* _WHAT THIS TASK INVOLVES_
After locating "Please save the" in the listing below, copy that line and each one after it exactly, ending with the line that has "to determine if".

'''

PR #166, opened 2022-02-09
test: add a failing test of reopen behavior

nedbat:
@sarina Here's an approach to testing re-opening.

This points out two things:

First, the test fails because after closing and re-opening, the Jira ticket is still "Rejected."  I haven't looked into why that is.

Second, closing the PR adds a bot comment to take the survey.  Do we want to do anything about that? We could remove that comment, or we could add another "yay, re-opened!" comment, or something else.


sarina:
Thanks @nedbat - this is truly helpful 💯 

About the comment, removing the comment would be best, but since reopening is by far not a common use case I'm not overly concerned about it.

PR #168, opened 2022-03-16
temp: map the action to a new key in the pr json, for reopening

nedbat:
This makes the tests pass.  Since the "reopen" fact isn't in the pull request, but instead in the hook action, I added it to the pr data as a separate piece of information.

It's not great that the hook handler isn't tested by the test suite, and we have to add a line to the tests to parallel a line in the handler, but I think this will work.

@natabene is this the behavior you want?: When a pull request is reopened, the Jira status becomes "Community Manager Review", regardless of other considerations.

### DIFF
--- a/openedx_webhooks/github_views.py
+++ b/openedx_webhooks/github_views.py
@@ -85,8 +85,7 @@ def hook_receiver():
     pr = event["pull_request"]
     pr_number = pr["number"]
     action = event["action"]
-    if action == "reopened":
-        pr["state"] = "reopened"
+    pr["hook_action"] = event["action"]
 
     pr_activity = f"{repo} #{pr_number} {action!r}"
     if action in ["opened", "edited", "closed", "synchronize", "ready_for_review", "converted_to_draft", "reopened"]:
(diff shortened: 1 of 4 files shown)


nedbat:
BTW, another not-great behavior here: but probably not a big deal: when the PR is closed, the bot comments, "even though your PR wasn't merged, fill out the survey."  Then when the PR is eventually merged, it doesn't add a congratulations comment.

nedbat:
You can see a PR that went through this cycle:  https://github.com/nedbat/webhook-testing/pull/99

natabene:
> This makes the tests pass. Since the "reopen" fact isn't in the pull request, but instead in the hook action, I added it to the pr data as a separate piece of information.
> 
> It's not great that the hook handler isn't tested by the test suite, and we have to add a line to the tests to parallel a line in the handler, but I think this will work.
> 
> @natabene is this the behavior you want?: When a pull request is reopened, the Jira status becomes "Community Manager Review", regardless of other considerations.

Yes

sarina:
This makes sense. The PR comment is lame but not worth fixing I think right now.

PR #170, opened 2022-04-03
feat: Point the openedx_webhooks bot to the new data repo.

feanil:
As a part of the transition from edX to tCRIL, the repo-tools-data repo did
not get transferred.  A copy of the data needed by this application was made
and put into the openedx-webhooks-data repo in the openedx org.

This change points the app to load data from that repo instead.  Operationally,
that repo has the credentials for the edx-webhooks GitHub user and so that user
has also been given access to the new openedx-webhooks-data repo.

### DIFF
--- a/openedx_webhooks/info.py
+++ b/openedx_webhooks/info.py
@@ -38,7 +38,7 @@ def _read_repotools_file(filename):
     Read the text of a repo-tools-data file.
     """
     github = get_github_session()
-    resp = github.get(f"https://raw.githubusercontent.com/edx/repo-tools-data/master/{filename}")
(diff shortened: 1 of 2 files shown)


feanil:
@Carlos-Muniz I can do that as a follow-up,  I want this to be the minimal change to validate that the data is being pulled from the right place so I'd like to make those changes as a follow-up PR, I've made https://github.com/openedx/openedx-webhooks/issues/171 to do that follow-up so it doesn't get lost.

Carlos-Muniz (approved):
Thanks for addressing my comment!

PR #174, opened 2022-04-05
refactor: Rename the edx_repo_tools_data lib to webhooks_data

feanil:


Carlos-Muniz (approved):

nedbat:
Why `feat!` commit rather than `refactor`?  Aren't all of the callers of that moved code in this repo?

feanil:
yea, that's a good point, I was going back and forth between the two and ended on feat! because I wasn't sure what else might be using it.

PR #177, opened 2022-04-06
fix: re-label to any jira status

nedbat:
We weren't paginating the labels, so we only got 30.  In edx-platform,
"open edx community review" was the 31st label, so we thought it didn't
exist, so we wouldn't add the label when a Jira ticket was transitioned
to Open edX Community Review.

### DIFF
--- a/openedx_webhooks/tasks/github_work.py
+++ b/openedx_webhooks/tasks/github_work.py
@@ -2,6 +2,8 @@
 Operations on GitHub data.
 """
 
+from typing import Any, Dict
+
 from openedx_webhooks.info import get_labels_file
 from openedx_webhooks.oauth import get_github_session
 from openedx_webhooks.tasks import logger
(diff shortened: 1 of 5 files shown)


openedx_webhooks/tasks/github_work.py
```diff
@@ -12,12 +14,19 @@
...
+    return repo_labels
+
+
 @memoize_timed(minutes=15)
 def synchronize_labels(repo: str) -> None:
     """Ensure the labels in `repo` match the specs in {DATA_FILES_URL_BASE}/labels.yaml"""
 
     url = f"/repos/{repo}/labels"
-    repo_labels = {lbl["name"]: lbl for lbl in paginated_get(url, session=get_github_session())}
+    repo_labels = get_repo_labels(repo)
```
feanil, line 29: Nice, so we thought about this in one part of the code.

feanil (approved):

openedx_webhooks/tasks/github_work.py
nedbat: Finally, an up-side to "two ways for everything": one of the ways was right :)

PR #155, opened 2015-12-04
(maint) Move PowerShell provider methods to class

Iristyle:
- Previously, PowerShell provider methods were all instance methods,
   but this isn't strictly necessary.  Move methods for generating the
   Invoke-DscResource script to the providers class, so that they may
   later be called by self.instances / self.prefetch when adding 'get'
   support.


Iristyle:
@ferventcoder this is a precursor to supporting `get` over DSC resources.  I figured we could get merging this out of the way now, since it's a pretty easy change to wrap your head around.

ferventcoder:
LGTM

PR #156, opened 2015-12-04
(MODULES-2843) Create Tests for Reboot

cowofevil:
Add integration tests for the reboot feature of the DSC module. This entailed
adding a special DSC resource "PuppetFakeResource" for testing. Also, the
"dsc_utils.rb" library was updated to add new helper methods for installing
and uninstalling said special DSC resource.

acceptance test
[skip ci]


Iristyle:
Please save the files `PuppetFakeResource.psm1`, `PuppetFakeResource.schema.mof` and `PuppetFakeResource.psd1` as UTF-8 with no BOM and update the PR.  I believe the files are the PS default `UCS-2`

ferventcoder:
@Iristyle Looks like this has been done. :)

PR #163, opened 2015-12-21
(MODULES-2512) Cannot ensure absent on Service DSC Resource

jpogran:
If a user specifies a service as absent, when it is not running, it will
not be removed. This is because the dsc resource returns false when testing for
existence instead of true even though service exists because of the
following code `return ($State -eq "Stopped" -and $svc.Status -eq
"Stopped") -or ($svc.Status -eq "Running" -and $State -eq "Running")`
Since $state is a paramter and is defautled to 'Running', if the service
is stopped this will always return false instead of true.

If a user specifies a service as absent when the service is already not
present, it will error. This happens because we invert absent to present
to determine if resource exists. t\This causes the error because testing
for present requires a Path, but not when testing it is Absent. Since we
dont provide the path there is nothing to pass to Present, so it throws
an error during the testing phase.

This updates the readme to inform the user of workarounds to these
issues.

### DIFF
--- a/README.md
+++ b/README.md
@@ -334,7 +334,39 @@ information, see about_Execution_Policies at http://go.microsoft.com/fwlink/?Lin
 
 - The `dsc_log` resource may not appear to work. The ["Log" resource](https://technet.microsoft.com/en-us/library/Dn282117.aspx) writes events to the 'Microsoft-Windows-Desired State Configuration/Analytic' event log, which is [disabled by default](https://technet.microsoft.com/en-us/library/Cc749492.aspx).
 
-- You may have issues attempting to use `dsc_ensure => absent` on `dsc_service`. See [MODULES-2512](https://tickets.puppetlabs.com/browse/MODULES-2512) for details.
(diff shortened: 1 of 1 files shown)


README.md
```diff
@@ -334,7 +334,39 @@ information, see about_Execution_Policies at http://go.microsoft.com/fwlink/?Lin
...
+When setting resources to absent, it is common to specify a minimal statement like so:
+
+~~~
+dsc_service{'disable_foo':
+  dsc_ensure => absent,
+  dsc_name => 'foo'
+}
+~~~
+
+Due to the way the Service DSC Resource sets it's defaults, the above minimal statement will report the service as already absent erroneously if the service is currently not running. In order to work around this, you must specify that `State => 'Stopped'` as well as `Ensure => absent'`. The following example will work:
```
ferventcoder: its versus it's

ferventcoder:
Other than the grammar bit, it LGTM.

jpogran:
Grammar fixed

PR #164, opened 2015-12-21
(MODULES-2919) DSC - Intermittent failure of Windows Process Tests

glennsarti:
Modified the command used to during the test and increased the execution time
from as-fast-as-possible to just over 1 second.  This will help stop false CI
failures caused by test hosts under heavy load


ferventcoder:
LGTM

PR #168, opened 2016-01-07
(MODULES-2709) Single PowerShell Session Tests

jpogran:


lib/puppet_x/puppetlabs/powershell_manager.rb
```diff
@@ -0,0 +1,169 @@
...
+      def self.instance(cmd)
+        @@instances[:cmd] ||= PowerShellManager.new(cmd)
+      end
+
+      def initialize(cmd)
+        @output_ready_event_name =  "Global\\#{SecureRandom.uuid}"
+        @output_ready_event = self.class.create_event(@output_ready_event_name)
+
+        @stdin, @stdout, @ps_process = Open3.popen2(cmd)
+        @stdin.sync = true
```
joshcooper: ruby already sets sync for the stdin pipe that ruby writes to: https://github.com/ruby/ruby/blob/trunk/lib/open3.rb#L142

lib/puppet_x/puppetlabs/powershell_manager.rb
```diff
@@ -0,0 +1,169 @@
...
+        @stdout.sync = true
```
joshcooper: I don't think this is necessary, because ruby only reads from this pipe.

jpogran:
appveyor failure was due to build timeout.

lib/puppet/provider/base_dsc/powershell.rb
```diff
@@ -1,5 +1,6 @@
 require 'pathname'
 require 'json'
+require_relative '../../../puppet_x/puppetlabs/powershell_manager'
```
joshcooper: I think require_relative is only available in ruby 1.9, does the DSC module require a specific puppet or ruby version so this doesn't blow up if someone was to (unlikely) run on puppet < 3.2.0

jpogran: The metadata.json requires >= 3.5.0 for puppet and >= 3.3.0 for PE so I think we prevent that. Is there somewhere else to check?

lib/puppet_x/puppetlabs/powershell_manager.rb
jpogran: Ethan commented the same. Will address shortly.

lib/puppet_x/puppetlabs/powershell_manager.rb
jpogran: Ethan commented the same. Will address shortly.

lib/puppet_x/puppetlabs/powershell_manager.rb
```diff
@@ -0,0 +1,177 @@
...
+        msg = "Error writing STDIN / reading STDOUT: #{e}"
+        raise Puppet::Util::Windows::Error.new(msg)
+      end
+
+      def read_stdout
+        output = []
+        self.class.wait_on(@output_ready_event)
+
+        initially_readable = false
+        while self.class.is_readable?(@stdout, 0.1) do
```
joshcooper: This seems racy in that the powershell process may fill the named pipe buffer, the ruby process then sees the pipe is readable, and drains the pipe (in a single `gets` call below). Ruby ruby loops back around to the `is_readable?` call, and may timeout before the powershell process is scheduled to run and writes more data to the pipe. It may be better to have the powershell side signal an `output_done_event` and have the ruby side keep draining the pipe until the event is signaled.

lib/puppet/provider/base_dsc/powershell.rb
ferventcoder: No, that's good enough. :)

lib/puppet_x/puppetlabs/powershell_manager.rb
Iristyle: The line on 138 blocks until the `@output_ready_event` is signaled from the PowerShell side after it has executed and written all it's data (the PS code is completely synchronous).

By the time we reach line 141, I'm not sure we even need to verify with `IO.select` that the pipe is readable (as the PowerShell code has completely executed by then), but I added it as an additional safety measure to prevent an attempt to read the pipe prior to the output being flushed by Ruby.

joshcooper: > line on 138 blocks until the @output_ready_event is signaled from the PowerShell side after it has executed and written all it's data

If powershell needs to write more than the named pipe buffer (I forget if it's 4 or 8K by default), then ruby and powershell will deadlock. That's because powershell will block writing to stdout waiting for ruby to drain the pipe, and ruby will wait for powershell to signal the ready event, which will never happen.

Iristyle: Ah, I understand what you're saying now.  I will verify that.

FWIW, the PowerShell code will never write even close to 4k.  Even on erroneous runs, we're looking at maybe 512 bytes.  Most runs return a < 100 character block of JSON, as the PS code is executed within a `try` / `catch`

Iristyle: I've verified that flushing up to 32k from the PowerShell side works OK.  We hit the timeout writing 64k in a single execution via:

```powershell
$bytes_in_k = 1024 * 64
[Text.Encoding]::UTF8.GetString((New-Object Byte[] ($bytes_in_k))) | Write-Output
```
I backed off the 64k with `$bytes_in_k = 1024 * 64 - 1024` (assuming that stdout had some other data written along the way), and that didn't timeout.

So it would appear the buffer here is 64k.  I can make some minor modifications to the code to prevent the race as you've suggested.


Thanks @joshcooper !

jpogran:
Passes acceptance

       Total Suite Time: 1967.78 seconds
      Average Test Time: 29.37 seconds
              Attempted: 67
                 Passed: 67
                 Failed: 0
                Errored: 0
                Skipped: 0
                Pending: 0
                  Total: 67

      - Specific Test Case Status -

ferventcoder:
@jpogran @Iristyle does this supersede #165? If so I think we should close one so we can move forward without confusion.

ferventcoder:
Or does this depend on that PR being merged first?

Iristyle:
I'm pulling in bits from this PR into #165

Iristyle:
Closed in favor of #165

PR #169, opened 2016-01-07
(maint) Update Dependencies to use / separator

ferventcoder:
In older versions of Puppet, there is a bug where a dependency is not
realized as installed when using "-" e.g. "puppetlabs-reboot" versus
"puppetlabs/reboot". Update to using "/" to guarantee compatibility
with older versions of Puppet.

### DIFF
--- a/metadata.json
+++ b/metadata.json
@@ -37,15 +37,15 @@
   ],
   "dependencies": [
     {
-      "name": "puppetlabs-stdlib",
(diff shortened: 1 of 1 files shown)


Iristyle:
:+1: but do we really want a PUP ticket number as the subject line in a module commit?

ferventcoder:
I can switch it to maint.

ferventcoder:
And now it is maint.

PR #172, opened 2016-01-13
(MODULES-2709) Implement DSC timeout inside PS

Iristyle:
- Previously, run timeouts were executed on the Ruby side, which had
   the side effect of allowing PowerShell code to continue to run in
   the background, which could lead to a host of timing problems.

   For instance, a long-running DSC invocation that entered a timeout
   state on the Ruby execution side, would efectively block any
   additional PowerShell code from running until it had completed.

   Rework the timeout to take effect on the PowerShell side.  Create
   runspaces as needed (when one does not exist, or when the previous
   runspace encountered a timeout and was forcefully Disposed of).
   Otherwise, reuse runspaces for performance to behave similarly to
   calling ScriptBlock.invoke().

   This should clear up any testing issues that have cropped up as a
   result of previous runs still executing that were timeout'd.


ferventcoder:
Waiting on builds now.

PR #177, opened 2016-01-15
(MODULES-2772) Unpin master_manipulator

cowofevil:
There was a bug in master_manipulator that has been fixed which caused test
failures on PE 3.8.x. The master_manipulator gem was pinned to a known working
version which is no longer necessary.


ferventcoder:
LGTM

'''

* _YOUR RESPONSE_
Please save the files `PuppetFakeResource.psm1`, `PuppetFakeResource.schema.mof` and `PuppetFakeResource.psd1` as UTF-8 with no BOM and update the PR.  I believe the files are the PS default `UCS-2`

ferventcoder:
@Iristyle Looks like this has been done. :)

PR #163, opened 2015-12-21
(MODULES-2512) Cannot ensure absent on Service DSC Resource

jpogran:
If a user specifies a service as absent, when it is not running, it will
not be removed. This is because the dsc resource returns false when testing for
existence instead of true even though service exists because of the
following code `return ($State -eq "Stopped" -and $svc.Status -eq
"Stopped") -or ($svc.Status -eq "Running" -and $State -eq "Running")`
Since $state is a paramter and is defautled to 'Running', if the service
is stopped this will always return false instead of true.

If a user specifies a service as absent when the service is already not
present, it will error. This happens because we invert absent to present
to determine if resource exists. t\This causes the error because testing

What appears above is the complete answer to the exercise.